▸ How to complete this task
Give the data back exactly as it stands.

▸ Material provided
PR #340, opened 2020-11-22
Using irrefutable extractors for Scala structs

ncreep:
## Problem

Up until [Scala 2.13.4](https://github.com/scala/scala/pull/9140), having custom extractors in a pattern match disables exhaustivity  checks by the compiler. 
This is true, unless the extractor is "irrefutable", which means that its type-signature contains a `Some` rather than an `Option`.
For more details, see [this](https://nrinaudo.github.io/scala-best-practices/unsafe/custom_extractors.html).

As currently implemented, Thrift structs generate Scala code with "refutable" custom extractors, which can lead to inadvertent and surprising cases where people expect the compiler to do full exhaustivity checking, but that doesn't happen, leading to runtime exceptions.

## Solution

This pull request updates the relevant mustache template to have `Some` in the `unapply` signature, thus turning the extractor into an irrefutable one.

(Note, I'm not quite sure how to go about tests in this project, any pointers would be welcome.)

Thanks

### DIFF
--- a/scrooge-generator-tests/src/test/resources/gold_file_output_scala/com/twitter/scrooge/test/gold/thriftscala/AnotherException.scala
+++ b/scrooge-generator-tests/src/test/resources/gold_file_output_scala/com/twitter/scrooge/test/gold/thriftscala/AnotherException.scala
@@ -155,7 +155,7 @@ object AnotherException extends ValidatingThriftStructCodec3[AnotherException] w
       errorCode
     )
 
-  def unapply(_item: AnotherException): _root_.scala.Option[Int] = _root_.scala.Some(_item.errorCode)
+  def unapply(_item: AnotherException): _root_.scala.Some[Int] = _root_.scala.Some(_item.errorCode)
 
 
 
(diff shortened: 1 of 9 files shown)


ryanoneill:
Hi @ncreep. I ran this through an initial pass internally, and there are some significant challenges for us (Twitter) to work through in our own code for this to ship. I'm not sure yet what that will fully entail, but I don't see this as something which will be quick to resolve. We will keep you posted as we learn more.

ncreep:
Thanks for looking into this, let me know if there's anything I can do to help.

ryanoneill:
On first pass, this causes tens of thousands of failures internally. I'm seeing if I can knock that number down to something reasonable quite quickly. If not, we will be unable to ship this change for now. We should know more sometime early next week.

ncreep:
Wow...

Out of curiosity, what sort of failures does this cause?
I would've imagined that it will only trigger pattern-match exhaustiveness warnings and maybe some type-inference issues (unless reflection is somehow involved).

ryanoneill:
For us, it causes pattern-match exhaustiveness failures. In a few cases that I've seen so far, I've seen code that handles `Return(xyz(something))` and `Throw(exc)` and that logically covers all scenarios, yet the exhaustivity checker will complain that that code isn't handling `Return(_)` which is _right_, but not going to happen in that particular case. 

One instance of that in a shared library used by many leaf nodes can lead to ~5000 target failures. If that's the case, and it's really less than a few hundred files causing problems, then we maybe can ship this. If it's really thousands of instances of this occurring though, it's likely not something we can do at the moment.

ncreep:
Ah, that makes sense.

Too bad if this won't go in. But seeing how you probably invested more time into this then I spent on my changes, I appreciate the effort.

▸ Response area
PR #340, opened 2020-11-22
Using irrefutable extractors for Scala structs

ncreep:
## Problem

Up until [Scala 2.13.4](https://github.com/scala/scala/pull/9140), having custom extractors in a pattern match disables exhaustivity  checks by the compiler. 
This is true, unless the extractor is "irrefutable", which means that its type-signature contains a `Some` rather than an `Option`.
For more details, see [this](https://nrinaudo.github.io/scala-best-practices/unsafe/custom_extractors.html).

As currently implemented, Thrift structs generate Scala code with "refutable" custom extractors, which can lead to inadvertent and surprising cases where people expect the compiler to do full exhaustivity checking, but that doesn't happen, leading to runtime exceptions.

## Solution

This pull request updates the relevant mustache template to have `Some` in the `unapply` signature, thus turning the extractor into an irrefutable one.

(Note, I'm not quite sure how to go about tests in this project, any pointers would be welcome.)

Thanks

### DIFF
--- a/scrooge-generator-tests/src/test/resources/gold_file_output_scala/com/twitter/scrooge/test/gold/thriftscala/AnotherException.scala
+++ b/scrooge-generator-tests/src/test/resources/gold_file_output_scala/com/twitter/scrooge/test/gold/thriftscala/AnotherException.scala
@@ -155,7 +155,7 @@ object AnotherException extends ValidatingThriftStructCodec3[AnotherException] w
       errorCode
     )
 
-  def unapply(_item: AnotherException): _root_.scala.Option[Int] = _root_.scala.Some(_item.errorCode)
+  def unapply(_item: AnotherException): _root_.scala.Some[Int] = _root_.scala.Some(_item.errorCode)
 
 
 
(diff shortened: 1 of 9 files shown)


ryanoneill:
Hi @ncreep. I ran this through an initial pass internally, and there are some significant challenges for us (Twitter) to work through in our own code for this to ship. I'm not sure yet what that will fully entail, but I don't see this as something which will be quick to resolve. We will keep you posted as we learn more.

ncreep:
Thanks for looking into this, let me know if there's anything I can do to help.

ryanoneill:
On first pass, this causes tens of thousands of failures internally. I'm seeing if I can knock that number down to something reasonable quite quickly. If not, we will be unable to ship this change for now. We should know more sometime early next week.

ncreep:
Wow...

Out of curiosity, what sort of failures does this cause?
I would've imagined that it will only trigger pattern-match exhaustiveness warnings and maybe some type-inference issues (unless reflection is somehow involved).

ryanoneill:
For us, it causes pattern-match exhaustiveness failures. In a few cases that I've seen so far, I've seen code that handles `Return(xyz(something))` and `Throw(exc)` and that logically covers all scenarios, yet the exhaustivity checker will complain that that code isn't handling `Return(_)` which is _right_, but not going to happen in that particular case. 

One instance of that in a shared library used by many leaf nodes can lead to ~5000 target failures. If that's the case, and it's really less than a few hundred files causing problems, then we maybe can ship this. If it's really thousands of instances of this occurring though, it's likely not something we can do at the moment.

ncreep:
Ah, that makes sense.

Too bad if this won't go in. But seeing how you probably invested more time into this then I spent on my changes, I appreciate the effort.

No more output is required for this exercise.